[PROBLEM STATEMENT] Look through the data below and extract, unchanged, the lines from the one that contains "One addition: I" to the one that contains "all seven, and", both included.

═══ LISTED ENTRIES

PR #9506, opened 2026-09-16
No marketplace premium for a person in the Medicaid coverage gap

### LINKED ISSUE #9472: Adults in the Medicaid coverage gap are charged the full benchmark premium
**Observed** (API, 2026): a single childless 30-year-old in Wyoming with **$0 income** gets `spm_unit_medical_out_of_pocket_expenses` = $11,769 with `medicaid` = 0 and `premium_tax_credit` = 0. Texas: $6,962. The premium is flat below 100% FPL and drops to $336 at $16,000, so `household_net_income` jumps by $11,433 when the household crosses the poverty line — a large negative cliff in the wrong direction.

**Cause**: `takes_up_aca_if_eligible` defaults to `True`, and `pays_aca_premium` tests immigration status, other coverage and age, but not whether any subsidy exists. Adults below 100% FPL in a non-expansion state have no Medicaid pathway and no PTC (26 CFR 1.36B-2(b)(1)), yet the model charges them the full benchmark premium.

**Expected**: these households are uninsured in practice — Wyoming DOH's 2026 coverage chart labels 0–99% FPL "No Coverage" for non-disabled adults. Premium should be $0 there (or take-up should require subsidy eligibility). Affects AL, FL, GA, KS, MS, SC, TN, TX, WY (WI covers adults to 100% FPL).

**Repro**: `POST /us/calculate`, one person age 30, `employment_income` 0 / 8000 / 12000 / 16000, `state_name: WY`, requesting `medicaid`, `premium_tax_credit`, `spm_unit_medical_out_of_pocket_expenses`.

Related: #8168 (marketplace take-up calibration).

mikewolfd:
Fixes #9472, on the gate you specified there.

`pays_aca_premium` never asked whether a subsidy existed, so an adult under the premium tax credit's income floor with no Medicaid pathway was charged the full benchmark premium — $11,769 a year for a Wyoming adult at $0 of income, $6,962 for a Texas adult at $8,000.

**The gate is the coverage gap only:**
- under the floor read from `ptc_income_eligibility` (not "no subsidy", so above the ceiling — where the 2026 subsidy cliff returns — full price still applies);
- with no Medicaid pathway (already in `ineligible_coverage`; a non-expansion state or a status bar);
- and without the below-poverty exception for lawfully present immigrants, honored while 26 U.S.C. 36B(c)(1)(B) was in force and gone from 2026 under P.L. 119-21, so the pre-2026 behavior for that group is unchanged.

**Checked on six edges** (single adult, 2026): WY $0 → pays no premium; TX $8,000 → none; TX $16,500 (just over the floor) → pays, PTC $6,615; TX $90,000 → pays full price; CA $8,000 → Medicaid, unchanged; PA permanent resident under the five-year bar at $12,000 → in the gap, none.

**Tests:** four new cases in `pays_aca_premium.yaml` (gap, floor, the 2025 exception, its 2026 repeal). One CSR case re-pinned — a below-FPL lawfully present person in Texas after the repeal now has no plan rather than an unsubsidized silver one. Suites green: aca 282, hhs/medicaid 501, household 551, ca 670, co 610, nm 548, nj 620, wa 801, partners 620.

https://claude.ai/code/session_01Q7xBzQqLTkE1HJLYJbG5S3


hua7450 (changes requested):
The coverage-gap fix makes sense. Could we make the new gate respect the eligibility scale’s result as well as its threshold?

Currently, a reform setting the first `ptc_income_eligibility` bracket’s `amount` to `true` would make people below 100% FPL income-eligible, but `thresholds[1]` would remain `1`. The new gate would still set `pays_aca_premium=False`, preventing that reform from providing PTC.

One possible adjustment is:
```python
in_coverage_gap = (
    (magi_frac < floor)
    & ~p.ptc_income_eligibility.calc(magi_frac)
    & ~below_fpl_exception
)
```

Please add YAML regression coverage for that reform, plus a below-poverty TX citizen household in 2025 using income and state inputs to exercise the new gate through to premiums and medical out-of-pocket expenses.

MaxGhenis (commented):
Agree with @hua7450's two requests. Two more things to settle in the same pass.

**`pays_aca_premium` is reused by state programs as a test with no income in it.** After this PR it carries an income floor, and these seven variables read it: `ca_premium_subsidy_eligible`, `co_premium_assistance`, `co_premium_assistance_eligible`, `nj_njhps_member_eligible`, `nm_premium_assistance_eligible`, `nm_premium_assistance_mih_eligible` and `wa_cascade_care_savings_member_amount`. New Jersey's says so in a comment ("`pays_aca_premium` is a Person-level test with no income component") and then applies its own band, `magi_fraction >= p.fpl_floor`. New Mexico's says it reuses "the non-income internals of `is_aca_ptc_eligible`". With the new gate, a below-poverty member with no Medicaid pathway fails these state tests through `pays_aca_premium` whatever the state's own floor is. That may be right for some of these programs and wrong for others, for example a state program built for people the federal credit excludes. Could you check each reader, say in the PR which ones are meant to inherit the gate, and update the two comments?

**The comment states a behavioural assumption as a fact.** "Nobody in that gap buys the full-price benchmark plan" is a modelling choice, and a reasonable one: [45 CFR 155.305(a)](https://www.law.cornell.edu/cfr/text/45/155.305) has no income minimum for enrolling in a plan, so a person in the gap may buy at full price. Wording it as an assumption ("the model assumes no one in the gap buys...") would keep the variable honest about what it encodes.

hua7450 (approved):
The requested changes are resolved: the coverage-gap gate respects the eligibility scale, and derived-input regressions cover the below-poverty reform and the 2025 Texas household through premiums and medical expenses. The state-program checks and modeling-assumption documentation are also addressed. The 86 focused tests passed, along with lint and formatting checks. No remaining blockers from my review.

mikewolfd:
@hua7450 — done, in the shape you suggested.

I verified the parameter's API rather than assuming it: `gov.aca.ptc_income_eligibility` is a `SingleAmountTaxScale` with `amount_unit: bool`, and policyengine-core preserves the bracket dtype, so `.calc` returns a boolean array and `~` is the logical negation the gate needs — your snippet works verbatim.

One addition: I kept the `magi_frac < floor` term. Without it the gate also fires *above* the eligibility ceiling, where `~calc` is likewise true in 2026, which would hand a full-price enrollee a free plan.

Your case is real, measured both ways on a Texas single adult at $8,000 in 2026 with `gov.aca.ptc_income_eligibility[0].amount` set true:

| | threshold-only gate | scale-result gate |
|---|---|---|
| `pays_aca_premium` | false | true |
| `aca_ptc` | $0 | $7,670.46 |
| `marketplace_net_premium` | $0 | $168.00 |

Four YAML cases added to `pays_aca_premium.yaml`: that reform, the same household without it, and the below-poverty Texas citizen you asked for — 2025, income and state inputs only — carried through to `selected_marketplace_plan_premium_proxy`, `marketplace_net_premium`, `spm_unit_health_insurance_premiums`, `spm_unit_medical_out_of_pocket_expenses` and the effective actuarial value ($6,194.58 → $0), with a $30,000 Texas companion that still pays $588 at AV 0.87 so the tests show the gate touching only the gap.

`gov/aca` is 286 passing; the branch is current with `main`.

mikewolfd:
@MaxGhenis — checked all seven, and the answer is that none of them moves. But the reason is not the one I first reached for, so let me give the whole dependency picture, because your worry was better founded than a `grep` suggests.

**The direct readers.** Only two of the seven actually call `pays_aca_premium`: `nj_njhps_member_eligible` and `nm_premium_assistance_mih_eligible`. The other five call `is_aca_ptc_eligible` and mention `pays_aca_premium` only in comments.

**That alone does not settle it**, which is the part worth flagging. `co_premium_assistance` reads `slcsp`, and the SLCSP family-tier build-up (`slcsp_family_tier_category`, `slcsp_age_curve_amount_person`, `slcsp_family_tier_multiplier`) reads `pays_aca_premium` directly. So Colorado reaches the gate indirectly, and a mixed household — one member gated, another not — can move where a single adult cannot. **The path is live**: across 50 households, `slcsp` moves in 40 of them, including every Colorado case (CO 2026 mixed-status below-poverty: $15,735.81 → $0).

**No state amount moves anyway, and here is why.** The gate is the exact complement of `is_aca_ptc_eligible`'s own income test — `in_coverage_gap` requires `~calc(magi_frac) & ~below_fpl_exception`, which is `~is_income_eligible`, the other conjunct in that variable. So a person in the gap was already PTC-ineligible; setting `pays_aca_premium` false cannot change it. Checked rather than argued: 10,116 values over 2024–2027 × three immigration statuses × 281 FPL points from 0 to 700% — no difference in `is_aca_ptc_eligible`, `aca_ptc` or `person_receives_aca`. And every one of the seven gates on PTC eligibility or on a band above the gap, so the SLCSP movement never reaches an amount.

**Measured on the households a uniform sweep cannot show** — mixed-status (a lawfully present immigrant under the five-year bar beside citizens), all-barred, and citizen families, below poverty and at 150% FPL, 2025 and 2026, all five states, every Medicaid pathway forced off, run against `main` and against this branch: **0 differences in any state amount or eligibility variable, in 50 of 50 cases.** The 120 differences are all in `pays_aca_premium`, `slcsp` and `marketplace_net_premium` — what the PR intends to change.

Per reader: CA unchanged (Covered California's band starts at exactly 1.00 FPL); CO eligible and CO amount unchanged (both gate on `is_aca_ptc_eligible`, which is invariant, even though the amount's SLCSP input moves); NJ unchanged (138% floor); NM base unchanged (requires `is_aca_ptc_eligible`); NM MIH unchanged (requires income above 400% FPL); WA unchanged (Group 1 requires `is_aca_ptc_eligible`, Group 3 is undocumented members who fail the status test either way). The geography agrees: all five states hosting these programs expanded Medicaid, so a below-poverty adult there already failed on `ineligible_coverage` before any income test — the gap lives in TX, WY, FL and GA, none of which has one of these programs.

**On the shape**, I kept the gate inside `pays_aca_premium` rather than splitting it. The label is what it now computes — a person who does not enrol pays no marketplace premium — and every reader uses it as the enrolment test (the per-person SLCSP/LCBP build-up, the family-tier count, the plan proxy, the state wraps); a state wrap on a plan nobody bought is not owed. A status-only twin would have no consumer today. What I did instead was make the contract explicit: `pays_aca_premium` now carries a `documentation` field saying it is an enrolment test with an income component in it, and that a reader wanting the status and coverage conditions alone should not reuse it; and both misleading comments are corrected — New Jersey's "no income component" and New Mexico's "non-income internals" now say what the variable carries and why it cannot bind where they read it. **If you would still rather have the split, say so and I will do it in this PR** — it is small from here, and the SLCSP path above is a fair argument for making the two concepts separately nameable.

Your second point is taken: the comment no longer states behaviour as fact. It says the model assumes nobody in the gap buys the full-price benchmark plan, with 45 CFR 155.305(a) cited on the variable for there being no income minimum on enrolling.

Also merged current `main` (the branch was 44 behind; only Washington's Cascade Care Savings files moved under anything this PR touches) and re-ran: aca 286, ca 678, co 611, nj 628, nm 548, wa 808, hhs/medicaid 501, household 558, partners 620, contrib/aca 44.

══════

[ANSWER BOX]
One addition: I kept the `magi_frac < floor` term. Without it the gate also fires *above* the eligibility ceiling, where `~calc` is likewise true in 2026, which would hand a full-price enrollee a free plan.

Your case is real, measured both ways on a Texas single adult at $8,000 in 2026 with `gov.aca.ptc_income_eligibility[0].amount` set true:

| | threshold-only gate | scale-result gate |
|---|---|---|
| `pays_aca_premium` | false | true |
| `aca_ptc` | $0 | $7,670.46 |
| `marketplace_net_premium` | $0 | $168.00 |

Four YAML cases added to `pays_aca_premium.yaml`: that reform, the same household without it, and the below-poverty Texas citizen you asked for — 2025, income and state inputs only — carried through to `selected_marketplace_plan_premium_proxy`, `marketplace_net_premium`, `spm_unit_health_insurance_premiums`, `spm_unit_medical_out_of_pocket_expenses` and the effective actuarial value ($6,194.58 → $0), with a $30,000 Texas companion that still pays $588 at AV 0.87 so the tests show the gate touching only the gap.

`gov/aca` is 286 passing; the branch is current with `main`.

mikewolfd:
@MaxGhenis — checked all seven, and the answer is that none of them moves. But the reason is not the one I first reached for, so let me give the whole dependency picture, because your worry was better founded than a `grep` suggests.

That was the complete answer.